The book displays written chronicles which are complemented by detailed photographs of a week’s worth of food and food preparation. What really makes the book interesting is how it captures your attention both visually and mentally, where you might find yourself squinting to read the full label on the bottle of Mexican coca-cola or the package of canned lunchmeat. It is also helpful that the complete contents of the photographs are detailed in a list broken down by type of food and cost. This section usually proved to be equally fascinating, with some families consuming over a thousand bags of tea, 100 tortillas or a liter of lard per week.
With the increase in our global food interests, Hungry Planet serves as a first-hand look at what the world is currently eating – some customs have been the same for thousands of years even while it seems you can’t go anywhere without stumbling across a Starbucks. It introduced me to a wide variety of ingredients I had never even heard of before, and at the same time woke me up to how weird and off-course America is. To balance the U.S. perspective, the authors chose to profile three American families, one in Texas, California, and Georgia. The family from Georgia was the most interesting, as they claimed to have changed their eating habits considerably after having posed for the week’s-worth-of-food photo (over half of their food was eaten out or was microwaveably prepared). Overall, though, the American food was all over the map and was generally gross. The Australians even beat us in food appeal, which I found pretty remarkable.
Overall, I recommend this book for its ease of reading, its intensely interesting photographs, and its “grab” factor (i.e.: it will most likely be grabbed out of any reader’s hands, with a “I wanna see it!”). Like Peter Menzel’s other book production, Material World (a photo documentation of the world’s possessions), Hungry Planet is a true look at the world’s mis-distribution of wealth and resources, and an alarm call to those who have the means to live well, yet continue to abuse themselves and their food for no apparent reason.
Engines of Creation: The Coming Era of Nanotechnology
K. Eric Drexler (Anchor Books, 1987)
Did you know the Internet is a series of tubes? And, according to Senator Ted Stevens, when your connection is slow or down, it’s because the tubes are all jammed up? Oh, ok: it’s not really. That’s just the latest example of tech-related hilarity to make its way around the Internet (which is actually made up of, y’know, pumpkins and fiddly little worms).
But the Ted Stevens ‘Internet-tubes’ meme is instructional because it highlights how people try to make sense of the technology in their lives, and how when they’re wrong, we mock them. It’s a natural course of action, almost Darwinian in its simple, elegant beauty.
Though everyone is in some way forced to accomodate and make sense of technology already in their lives, predicting the future evolution of technologies is a much trickier proposition. So when I gently mock Eric Drexler for his far-out chapter on the ‘network of knowledge’ (his prediction, circa 1987, of what we call the “Web”), I do so with all due respect for the difficulty of the task, and the hope that he’s more accurate with his other predictions.
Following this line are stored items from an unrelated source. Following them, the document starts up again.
PR #7016, opened 2019-11-04
FIX: anonymize annotations

bloyl:
Correctly set `annotations.orig_time` from `meas_date`.

Thanks @alexrockhill for noticing it. should help with https://github.com/mne-tools/mne-bids/pull/280

@alexrockhill can you see if it solves your issue?

PR #6892, opened 2019-10-03
ENH: Basic anonymization

bloyl:
This modifies the way we were anonymizing meas_info objects to mainly permit time shifting dates.
It also adds an executable for anonymizing raw fif files from the command line.

The goal was to match the current plans in mne_cpp (https://github.com/mne-tools/mne-cpp/pull/393) which is still under development. hence the [WIP] tag.

closes  #6844 and #4982

@LorenzE

PR #7711, opened 2020-05-02
fix set_annotation with anonymize data

agramfort:
aims to close https://github.com/mne-tools/mne-bids/issues/403

cc @larsoner @hoechenberger 

this is still WIP as it's no so clear why this is needed. There is something fishy/inconsistent
somewhere.

### DIFF
--- a/doc/changes/latest.inc
+++ b/doc/changes/latest.inc
@@ -19,6 +19,8 @@ Changelog
 
 - Add support for signals in mV for :func:`mne.io.read_raw_brainvision` by `Clemens Brunner`_
 
+- Fixed bug with events_from_annotations when ``info['meas_date'] is None`` and ``first_samp > 0`` by `Alex Gramfort`_
+
 - :meth:`mne.Epochs.plot_psd_topomap` and :func:`mne.viz.plot_epochs_psd_topomap` now allow joint colorbar limits across subplots, by `Daniel McCloy`_.
 
 - Add :class:`mne.MixedVectorSourceEstimate` for vector source estimates for mixed source spaces, by `Eric Larson`_
--- a/mne/annotations.py
+++ b/mne/annotations.py
@@ -1008,7 +1008,9 @@ def events_from_annotations(raw, event_id="auto",
 
     if chunk_duration is None:
         inds = raw.time_as_index(annotations.onset, use_rounding=use_rounding,
-                                 origin=annotations.orig_time) + raw.first_samp
+                                 origin=annotations.orig_time)
+        if raw.info['meas_date'] is not None:
+            inds += raw.first_samp
 
         values = [event_id_[kk] for kk in annotations.description[event_sel]]
         inds = inds[event_sel]
--- a/mne/annotations.py
+++ b/mne/annotations.py
@@ -1026,7 +1026,8 @@ def events_from_annotations(raw, event_id="auto",
                 _inds = raw.time_as_index(_onsets,
                                           use_rounding=use_rounding,
                                           origin=annotations.orig_time)
-                _inds += raw.first_samp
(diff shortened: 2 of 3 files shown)


hoechenberger:
This does inded seem to fix the issue. I've tested with the localizer datast mentioned in the original issue, and with MNE's sample data `MEG/sample/sample_audvis_raw.fif`, and both seem to work!

agramfort:
basically it's a nasty bug that occurs when meas_date is None and first_samp > 0 ...

@hoechenberger one should not have this issue with BIDS data as meas_date should be shifted in the  past when converting to BIDS and not removed. Pb is due to the fact that data was anonymized with mne before the days_back logic of raw.anonymize was implemented.

ok for you @larsoner ? we should ideally backport this...

hoechenberger:
> @hoechenberger one should not have this issue with BIDS data as meas_date should be shifted in the past when converting to BIDS and not removed. Pb is due to the fact that data was anonymized with mne before the days_back logic of raw.anonymize was implemented.

Thanks for the explanation, I need to read up on the `days_back` thing, never really understood how it works (but hopefully soon!)

agramfort:
have a look at https://github.com/mne-tools/mne-python/pull/6892/files
https://github.com/mne-tools/mne-python/pull/7016/files
for some background

>

hoechenberger:
> have a look at https://github.com/mne-tools/mne-python/pull/6892/files https://github.com/mne-tools/mne-python/pull/7016/files for some background

Thanks @agramfort

hoechenberger:
@agramfort I just discovered that this PR doesn't solve the entirety of the issue.

So far I had only looked at event sample numbers, which were off in `master`, and your PR fixes those.

Now I looked into the `Annotations` onset times, and there's still a problem. Have a look at this MWE:

```python
from tempfile import TemporaryDirectory
import mne
from mne_bids import make_bids_basename, read_raw_bids, write_raw_bids

mne.set_log_level(verbose=False)


subject = 'SB01'
raw_fname = 'SB01_Localizer_raw.fif'
raw = mne.io.read_raw_fif(raw_fname, allow_maxshield=True)
events = mne.find_events(raw, min_duration=2/raw.info['sfreq'])
bids_basename = make_bids_basename(subject=subject)
bids_fname = bids_basename + '_meg.fif'

with TemporaryDirectory() as bids_root:
    write_raw_bids(raw=raw,
                   bids_basename=bids_basename,
                   bids_root=bids_root,
                   events_data=events,
                   overwrite=True,
                   verbose=False)

    raw_read = read_raw_bids(bids_fname=bids_fname,
                             bids_root=bids_root,
                             extra_params=dict(allow_maxshield=True),
                             verbose=False)
    events_read, _ = mne.events_from_annotations(raw_read)

print(f'First event sample before writing:   {events[0, 0]}')
print(f'First event sample after reading:    {events_read[0, 0]}')
print(f'… after first_samp subtraction:      {events_read[0, 0] - raw_read.first_samp}')

print(f'Last time point after reading:       {raw_read.times[-1]}')
print(f'Last annotation onset after reading: {raw_read.annotations.onset[-1]}')
print(f'… after first_time subtraction:      {raw_read.annotations.onset[-1] - raw_read.first_time}')
```

Produces:
```
First event sample before writing:   24863
First event sample after reading:    24863
… after first_samp subtraction:      2363
Last time point after reading:       270.7495
Last annotation onset after reading: 281.966
… after first_time subtraction:      270.716
```

hoechenberger:
@agramfort How should we proceed here?

agramfort:
no time to look today :(

>

hoechenberger:
> no time to look today :(

No worries, it's not urgent. Let me know if I can be of any help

In re: the ‘network of knowledge,’ Drexler writes:
Hypertext readers will be able to see whether linked sources support an idea or linked criticisms explode it. Authors will write pithy, exciting summaries of ideas and link them to the lengthy, boring explanations. As authors expound and critics argue, they will lay out their competing worldview networks in parallel, point by point. Readers still won’t be able to judge ideas instantly or perfectly, but they will be able to judge them faster and better. In this way, hypertext will help us with a great task of our time: judging what lies ahead, and adjusting our thinking to prospects that shake the foundations of established worldviews. Hypertext will strengthen our foresight.
Which I hereby refute thusly.
Fortunately, Drexler has much bigger ideas than just this ‘network of knowledge.’ He is the Chief Technical Advisor of Nanorex, a founder of the Foresight Institute, and a far-seeing futurist who predicts a fundamental change in human life when our technological capabilities reach a certain sophistication. I saw Drexler present his ideas at the Stanford Singularity Summit in May, a convocation of similarly foresightful individuals.
Without digressing too far, the Singularity is the handy term for the belief that our technology will soon make a rapid leap forward. Its proponents cite different triggers for the onset of the Singularity — smarter-than-human artificial intelligence, the end of the Mayan calendar, etc. — but the end result is the same: human society will never be the same.
It’s the stuff of science fiction, to be sure, but Drexler’s book is equal parts science and science fiction. Or, more accurately, it takes scientific achievement as its launchpad, and then speculates future outcomes of this achievement.
The achievement, according to Drexler today, is very close. The achievement, according to 1987 Drexler, as evidenced by Engines of Creation, is still pretty close. The achievement itself is nanomachinery, tools made of the building blocks of the universe to build more building blocks.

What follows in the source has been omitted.